The company also doesn’t seem worried about cannibalizing its existing pet food sales. Amazon has now chosen to compete with its own suppliers — a tactic it has also undertaken in other categories like diapers, clothing and even furniture, according to CNet.com.

The fact that the Wag dog food line is currently available only to Prime subscribers will probably not go far in limiting any damage to other brands’ sales; many consumers who have been buying their pet food on Amazon are already Prime subscribers, often taking advantage of subscription pricing and automatic ordering. Will brand loyalty cause them to keep their existing dog food subscriptions?
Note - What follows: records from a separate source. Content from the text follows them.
PR #1830, opened 2016-07-20
scan server pvmanager support

berryma4:
#1829


berryma4:
@shroffk thoughts?
I have a few questions, and changes I would like to make.

Issue #1857, opened 2016-08-17
Update vtype.pv to match updated caj and pvaccess libs


kasemir:
Dirt updated the libs, and maven-osgi-bundles packages new ones in org.csstudio.platform.libs.epics.
See
https://github.com/ControlSystemStudio/diirt/commit/804addd5355498df9baef9e3ee8d96c48f585a05
#1855

kasemir:
Additional quirk: pvaccess plugin uses import-package for caj with a specific version. Need to include caj plugin in product, just o.e.platform.libs.epics which wraps jca and caj is not sufficient.

--> Remove the dependency from vtype.pv on o.c.platform.libs.epics. Copy preference handling code code from o.c.platform.libs.epics into vtype.pv, using the existing preference names.

PR #1858, opened 2016-08-17
vtype.pv: Update versions of pvdata and pvaccess

kasemir:
Fixed vtype.pv compilation error after dirt & maven-osgi-bundles updated to new PVA libs
#1857


kasemir:
The version change is currently blocking the build.
This pull request will allow 'core' to build again.

I am planning to submit more changes onto the branch to remove the dependency on o.c.platform.libs.epics. Since vtype.pv seems to be the only plugin that uses it, the relevant code from o.c.platform.libs.epics will be copied into vtype.pv, using the existing preference names because those have been in effect for ~10 years and changing them would be disruptive.

berryma4:
Also, the bundle names are being changed back:
https://github.com/epics-base/pvDataJava/issues/12
https://github.com/epics-base/pvAccessJava/issues/8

After all, millennials, now the largest group of pet owners and among the most likely to shop online, are not known to be brand loyal.

Further pet food industry disruption

The headline on Dellinger’s Gizmodo article reads, “Amazon launches dog food brand because it hasn’t disrupted enough industries yet.” Snarky, but also an accurate way of saying that the pet food market will now be further roiled by Amazon’s outsize influence and intentions.